Objections Statement Clause Samples

An Objections Statement clause defines the process by which a party formally raises concerns or disputes regarding specific aspects of an agreement or action. Typically, this clause outlines the timeframe within which objections must be submitted, the required format or documentation, and the issues to which objections may pertain, such as deliverables, invoices, or performance. Its core function is to ensure that any disagreements are promptly and clearly communicated, thereby facilitating timely resolution and preventing misunderstandings or waiver of rights due to silence.

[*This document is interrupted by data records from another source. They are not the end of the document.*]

PR #3451, opened 2020-02-15
libflash.mk: fix version and add dependencies

klauskiwi:
LIBFLASH_VERSION is not set correctly when using a
BR2_SKIBOOT_CUSTOM_GIT, causing the package to
not be downloaded.

Additionally, add skiboot as a build-time dependency

### DIFF
--- a/openpower/package/libflash/libflash.mk
+++ b/openpower/package/libflash/libflash.mk
@@ -4,13 +4,16 @@
 #
 ################################################################################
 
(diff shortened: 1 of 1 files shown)


hegdevasant:
Looks like s-o-b is missing? DCO verification is not passing.

Otherwise patch looks fine to me.

-Vasant

klauskiwi:
I guess I was out of coffee, tried doing this trivial fix on Github itself and ended up creating a branch.. I created PR #3452, will close this one and sort things out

Objections Statement. After delivery of B▇▇▇▇’s proposed Agreed Valuation and Tax Allocations, Buyer shall give Seller and its representatives reasonable access to review Buyer’s work papers related to the preparation of the proposed Agreed Valuation and Tax Allocations. Seller and its representatives may make inquiries of Buyer regarding questions concerning, or disagreements with, the Agreed Valuation and Tax Allocations arising during its review thereof. If Seller has any objections to the Agreed Valuation and Tax Allocations, Seller shall deliver to Buyer a statement setting forth its objections thereto (an “Objections Statement”). If an Objections Statement is not delivered to Buyer within forty-five (45) days after delivery of the proposed Agreed Valuation and Tax Allocations, the proposed Agreed Valuation and Tax Allocations shall be final, binding and non-appealable by the Parties; provided, that, in the event Buyer does not provide any papers or documents reasonably requested by Seller or any of its representatives within five (5) days of request therefor (or such shorter period as may remain in such forty-five (45)-day period), such forty-five (45)-day period will be extended by one day for each additional day required for Buyer to fully respond to such request; provided, further, that such forty-five (45)-day period will be extended a minimum of ten (10) days following the date on which Buyer have fully responded to such request.
Objections Statement. The Objections Statement shall set out reasons why any amount(s) set forth in the applicable Purchase Price Statement is or are, as the case may be, not acceptable to the Sellers and specifically detail the particulars of the adjustments the Sellers asserts should be made to such Purchase Price Statement.
Objections Statement. 1.5.3.1 Owned Real Property ............................................ 1.1.2 Payors ......................................................... 2.19.1
Objections Statement. Within 45 days after Purchaser’s receipt of the Closing Statement, Purchaser shall deliver, or cause to be delivered, to the Company and the RHP Member a written statement either accepting the Closing Statement or specifying any objections thereto in reasonable detail (an “Objections Statement”), which objections shall be limited to mathematical errors and calculations or determinations of amounts not in accordance with this Agreement. If Purchaser does not deliver, or cause to be delivered, an Objections Statement within such 45-day period, then the Closing Statement shall become final and binding upon all parties hereto; and any matter set forth in the Closing Statement that is not objected to by Purchaser in the Objections Statement shall become final and binding upon all parties hereto.
Objections Statement. On or prior to the last day of the Review Period, Seller shall deliver to Buyer a written statement either accepting the Post-Closing Net Working Capital Statement or specifying any objections thereto in reasonable detail (an “Objections Statement”). If Seller does not deliver an Objections Statement on or prior to such date, then the Post-Closing Net Working Capital Statement shall become final and binding upon all Parties. If Seller delivers an Objections Statement on or prior to such date, then Seller and Buyer shall negotiate in good faith for 15 days following Buyer’s receipt of such Objections Statement to resolve Seller’s objections. Any such objection that Buyer and Seller is unable to resolve during such 15-day period is referred to as a “Working Capital Dispute.” After such 15-day period, any matter set forth in the Post-Closing Net Working Capital Statement that is not a Working Capital Dispute shall become final and binding upon all Parties. If Buyer and Seller are unable to resolve all objections during such 15-day period, then any Working Capital Disputes, and only such Working Capital Disputes, shall be submitted to the Accounting Firm for final resolution in accordance with the procedures set forth in Section 2.8. Upon delivery of such resolution, the Post-Closing Net Working Capital Statement, as modified in accordance with such resolution and any other mutual resolutions of the Parties, shall become final and binding upon all Parties. The Net Working Capital amount set forth on the Post-Closing Net Working Capital Statement as finally determined in accordance with this Article II shall constitute the “Final Net Working Capital”.